The role of nu can be also easily interpreted by looking on the optimization problem directly. Disregarding the inequality constraints, we have something like this:
min{w} ||w||^2 + c*loss(X,y), with c=1/(n*nu),
a usual generalization versus data fit trade-off.
Taking small values of nu leads to a large c, meaning that mis-classifications (counted for in the loss function) have a large impact upon the objective. In other words, fitting the data is more important than heading for easier solutions (given by the regularizer ||w||^2). For large nus, the quadratic regularizer is more important and label deviations wrt ground-truth data are more likely to occur, hence easier solutions with a usually better generalization ability are preferred.
Thanks a million for your advantageous comment and explanation it is pretty clear and nice.
The only thing which I'm thinking about is that if nu is lower bound on on the fraction of SVs, so increasing the nu should increase the number of SVs which may cause Overfitting! But we have concluded that increasing the nu should bring about Underfitting.
Hi Sajjad. I just realized that I mixed up nu-svm and one-class svm in above explanation. Hence the loss(X,y) is of course independent of y since there is no y in the one-class context. The main objective in oc-svm lies in the separation of data from the origin with some margin rho. The loss function used here can be interpreted with the distances of outliers from the separating hyperplane (with margin rho), where outliers define only those points that fall on the wrong side of the hyperplane (i.e. that have a margin lesser than rho).
The optimization problem looks like:
min_{w,xi,rho} 0.5*||w||^2 + c*sum_i(xi_i) - rho
where the xi_i are the outlier distances from the hyperplane and c=1/(n*nu).
I.e. we want to maximize the margin rho (last term) while having easy solutions (first term) and relatively small number of outliers (second term). The strength of the second term is inversely affected by the parameter nu (as described above), i.e. a small nu leads to large emphasis on making only small outliers and so on.
Thanks for your question whether "increasing the nu brings overfitting". Well, again, it is my fault, since my explanation was a bit flawy. A large number of SVs only points toward overfitting in the hard-margin binary SVM case, as SVs are points that uniquely define the hyperplane (i.e. those direclty on the hyperplane). In the (popular) soft-margin case, however, SVs are those hyperplane points and all outliers.
The latter carries over to one-class SVM and also suggests where the above-mentioned lower bound might come from.
One last comment: I am not sure if the terms under- and overfitting should be used in this context, as we effectively have no response variables y to fit.
I'm trying to support our discussion by implementing practical example using data sets.

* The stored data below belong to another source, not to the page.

PR #5621, opened 2026-08-10
fix: unify nonce error codes to -32000

### LINKED ISSUE #5609: [BUG] Nonce error codes (NONCE_TOO_LOW / NONCE_TOO_HIGH) use positive JSON-RPC codes (32001 / 32002)
## Description

`predefined.NONCE_TOO_LOW` and `NONCE_TOO_HIGH` are defined with **positive** JSON-RPC error codes (`32001` / `32002`). Ethereum's JSON-RPC error convention (EIP-1474) — which every client keys on — uses **negative** codes (server errors in `-32000…-32099`). A positive `32001` isn't recognized by clients that classify errors by code (viem, web3.js, wallets, custom retry/replacement logic): they fall back to a generic/unknown error instead of a nonce error, so a caller can't branch on "is this a nonce error?" (ethers v6 also matches the message text `"nonce too low"`, so it may be partially resilient.)

## Relationship to #4860

Open issue **#4860** ("Remove WRONG_NONCE Special Handling") targets the same path in the other direction, so please read the two together. Today, on a consensus `WRONG_NONCE`, the `eth_sendRawTransaction` error path (`sendRawTransactionProcessor()`, `TransactionService.ts:810-842`) polls the Mirror Node for the account nonce to decide `NONCE_TOO_LOW` vs `NONCE_TOO_HIGH`; #4860 would delete that poll, so `WRONG_NONCE` surfaces as a generic `TRANSACTION_REJECTED`. These need to be reconciled:

- **#4860's Mirror-Node-load concern is legitimate.** It's an extra round-trip on the `eth_sendRawTransaction` path, incurred exactly when nonce errors are most frequent (`WRONG_NONCE` is high-frequency and concentrated on a few high-throughput accounts), and it couples error handling to Mirror Node availability/latency.
- **But it conflates two separable things:** *(a)* how you **derive** too-low vs too-high (the Mirror Node poll — the load problem), and *(b)* what you **return** (the error's specificity and code). Removing (a) is reasonable; collapsing (b) to a generic `TRANSACTION_REJECTED` discards the too-low/too-high distinction that Ethereum tooling uses to auto-recover (resync-and-retry on too-low; wait/backoff on too-high) — hurting exactly the high-throughput senders who hit `WRONG_NONCE` most.
- **The two goals are compatible** — the distinction can be derived **locally**, without the Mirror Node poll: the precheck path (`precheck.ts:118`) already holds the account nonce it just checked against, and the post-consensus path can compare against the relay's own tracked pending nonce.

**Net:** adopt #4860's performance intent (drop the per-error Mirror Node poll) **and** this issue's correctness (keep specific `NONCE_TOO_LOW`/`NONCE_TOO_HIGH` with correctly-signed codes) — derive the distinction locally. Please don't ship #4860 as a plain "collapse to `TRANSACTION_REJECTED`."

## Steps to Reproduce

1. Send a transaction with a nonce **below** the account's current nonce via `eth_sendRawTransaction`.
2. Observe the JSON-RPC error response:

```json
{ "jsonrpc": "2.0", "id": 1, "error": { "code": 32001, "message": "Nonce too low. Provided nonce: 0, current nonce: 5" } }
```

**Expected:** a **correctly-signed negative** code (per EIP-1474, in `-32000…-32099`) with the nonce-specific message.
**Actual:** `code: 32001` (positive) — and `32002` for the too-high case.

## Root Cause Analysis

`src/relay/lib/errors/JsonRpcError.ts:107-116`:

```js
NONCE_TOO_LOW:  (nonce, currentNonce) => new JsonRpcError({ code: 32001, message: `Nonce too low. …` }),
NONCE_TOO_HIGH: (nonce, currentNonce) => new JsonRpcError({ code: 32002, message: `Nonce too high. …` }),
```

Every other server error in the file is negative (`-32602`, `-32001`, `-32003`, `-32005`, `-32015`, …); the only other positive code is the deliberate `code: 3` (execution-reverted convention). So the nonce codes read like a dropped minus sign — and note `-32001` (the signed form of `32001`) is itself a *different* EIP-1474 error ("resource not found") that the relay uses elsewhere, so `32001` is both wrong-signed and numerically collides with an unrelated code.

Thrown from:
- `src/relay/lib/precheck.ts:118` — pre-submission nonce check.
- `src/relay/lib/services/ethService/transactionService/TransactionService.ts:810-842` (in `sendRawTransactionProcessor()`) — after a consensus `WRONG_NONCE`, the relay polls the Mirror Node for the account nonce (`:829`) and maps it to `NONCE_TOO_LOW/HIGH` (`:836-837`). When that lookup fails or is disabled, it falls through to a generic, correctly-signed `TRANSACTION_REJECTED` (`-32003`, `:839`) — so callers get *either* a non-standard positive nonce code *or* a correctly-signed but non-nonce-specific rejection. (See [Relationship to #4860](#relationship-to-4860).)

## Recommended Fix

Change the two nonce errors to **distinct, unused negative codes** in `-32000…-32099`, keeping the messages/semantics.

**Why this path.** Correctly-signed, nonce-specific codes are what let code-keyed clients (viem, web3.js, wallets, backends) recognize the error and take the *right* recovery action — resync-and-retry on too-low, back off on too-high — which is the entire reason to surface a nonce error instead of a generic failure. It also matches **EIP-1474**, the convention every Ethereum client's error→class map keys on, so the relay stays a drop-in for standard Ethereum tooling. And it's the **minimal, lowest-risk** change: error-formatting only, with no execution/consensus/mirror-node behavior change. It's strictly better than the alternatives — *doing nothing* leaves clients unable to classify the error, while *collapsing to a generic `TRANSACTION_REJECTED`* (#4860's direction) is correctly-signed but discards the too-low/too-high distinction that drives recovery. Fixing the sign **and** keeping the specific errors captures both; deriving the distinction locally also meets #4860's performance goal (see [Relationship to #4860](#relationship-to-4860)).

- **Watch for code reuse** (the space is crowded): `-32001` is used by `RESOURCE_NOT_FOUND` (L151) and `FILTER_NOT_FOUND` (L272); `-32003` by `GAS_LIMIT_TOO_LOW` (L55) and `TRANSACTION_REJECTED` (L317-319). Pick codes not already in use and audit the existing reuse in the same pass.
- **Keep the messages too:** some clients (e.g. ethers) match on the message text (`"nonce too low"`) as well as the code, so retain the clear messages alongside the corrected code.
- **Derive too-low vs too-high locally** (not via the Mirror Node poll) — see [Relationship to #4860](#relationship-to-4860).

**Files to modify:** `src/relay/lib/errors/JsonRpcError.ts` (the two `code:` values) + any tests asserting `32001`/`32002`.

**Test considerations:** assert the negative code on both the precheck path (`precheck.ts`) and the WRONG_NONCE-mapped path (`TransactionService.ts`); add a regression test that no `predefined.*` server error has a positive code (except the `code: 3` revert convention).

## Related

- **#4860** — proposes the opposite change to this path; see [Relationship to #4860](#relationship-to-4860). These should be resolved together.
- Closed symptom reports (never fixed): #1791, #1803.
- Fits the HIP-1383 (Enhanced Error Messages) effort.

## Environment

Relay `main` (observed at commit `24e24d5e`). Reproducible on any network (Solo/testnet/mainnet) — this is error-formatting, independent of the consensus/mirror layer.

ValentinVPK:
### Description

This PR fixes an issue where `NONCE_TOO_LOW` and `NONCE_TOO_HIGH` were defined with **positive** JSON-RPC error codes (`32001` / `32002`). Clients that classify errors by code (viem, web3.js, wallets, custom retry logic) cannot recognize a positive code and fall back to a generic error, so callers can't branch on "is this a nonce error?".

Both errors now use **`-32000`**, matching geth, Besu, Alchemy and QuickNode. The too-low/too-high distinction is carried by the message, which is what ethers and viem already match on. Messages are unchanged.

Also adds a regression test asserting no `predefined.*` error uses a positive code, with `CONTRACT_REVERT` (`code: 3`, the Ethereum execution-reverted convention) as the single documented exception — this is the test class that would have caught the original dropped minus sign.

### Related issue(s)

Fixes #5609

### Testing Guide

1. Send a transaction via `eth_sendRawTransaction` with a nonce **below** the account's current nonce.

   **Before:** `{ "error": { "code": 32001, "message": "Nonce too low. Provided nonce: 0, current nonce: 5" } }`
   **After:** `{ "error": { "code": -32000, "message": "Nonce too low. Provided nonce: 0, current nonce: 5" } }`

2. Send a transaction with a nonce **far above** the current nonce (requires `USE_ASYNC_TX_PROCESSING=false`) and confirm `code: -32000` with `"Nonce too high. …"`.

3. Run the unit tests covering both paths — the precheck path and the post-consensus `WRONG_NONCE` path:

   ```bash
   npx ts-mocha --recursive 'tests/relay/lib/errors/JsonRpcError.spec.ts' 'tests/relay/lib/precheck.spec.ts' --exit
   npx ts-mocha --recursive 'tests/relay/lib/eth/eth_sendRawTransaction.spec.ts' --exit
   ```

### DIFF
--- a/src/relay/lib/errors/JsonRpcError.ts
+++ b/src/relay/lib/errors/JsonRpcError.ts
@@ -104,14 +104,14 @@ export const predefined = {
       code: -32602,
       message: `Missing value for required parameter ${index}`,
     }),
-  NONCE_TOO_LOW: (nonce, currentNonce): JsonRpcError =>
+  NONCE_TOO_LOW: (nonce: number, currentNonce: number): JsonRpcError =>
     new JsonRpcError({
-      code: 32001,
+      code: -32000,
       message: `Nonce too low. Provided nonce: ${nonce}, current nonce: ${currentNonce}`,
     }),
-  NONCE_TOO_HIGH: (nonce, currentNonce): JsonRpcError =>
+  NONCE_TOO_HIGH: (nonce: number, currentNonce: number): JsonRpcError =>
     new JsonRpcError({
-      code: 32002,
+      code: -32000,
       message: `Nonce too high. Provided nonce: ${nonce}, current nonce: ${currentNonce}`,
     }),
   NO_MINING_WORK: new JsonRpcError({
--- a/tests/relay/lib/errors/JsonRpcError.spec.ts
+++ b/tests/relay/lib/errors/JsonRpcError.spec.ts
@@ -221,5 +221,21 @@ describe('Errors', () => {
         });
       });
     });
+
+    it('every predefined error uses a negative code', () => {
+      const positiveCodeExceptions = ['CONTRACT_REVERT'];
+      const dummyArgs: unknown[] = ['1', 1, '1', 1];
+
+      const positiveCodes = Object.entries(predefined)
+        .filter(([name]) => !positiveCodeExceptions.includes(name))
+        .map(([name, entry]) => {
+          const error =
+            typeof entry === 'function' ? (entry as (...args: unknown[]) => JsonRpcError)(...dummyArgs) : entry;
+          return { name, code: error.code };
+        })
+        .filter(({ code }) => code >= 0);
+
+      expect(positiveCodes).to.deep.eq([], `these predefined errors must use negative JSON-RPC codes`);
+    });
   });
 });
--- a/tests/relay/lib/eth/eth_sendRawTransaction.spec.ts
+++ b/tests/relay/lib/eth/eth_sendRawTransaction.spec.ts
@@ -1099,8 +1099,7 @@ describe('@ethSendRawTransaction eth_sendRawTransaction spec', async function ()
             .to.be.rejectedWith(JsonRpcError)
             .and.eventually.satisfy(
               (error: JsonRpcError) =>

And about your last comment, I assume that I have access to a validation set which is contained samples from two class, Normal and Abnormal.
In my experiments by decreasing the parameter "nu" the system is going toward Overfitting. I mean by decreasing the nu, train error is decreasing and validation error is increasing.
Well, a decrease in training error is to be expected by decreasing nu, since more and more training data points fall on the correct side of the hypersphere (less outliers due to above-mentioned upper bound). But assuming a too small outlier ratio can easily result in many negatives also falling on this side of the hypersphere, causing a higher test error.
Jakoola's heuristic trick is a nice approach to estimate "gamma" and it is more logical than using 1/n as in many packages that provide an automatic estimation for this parameter.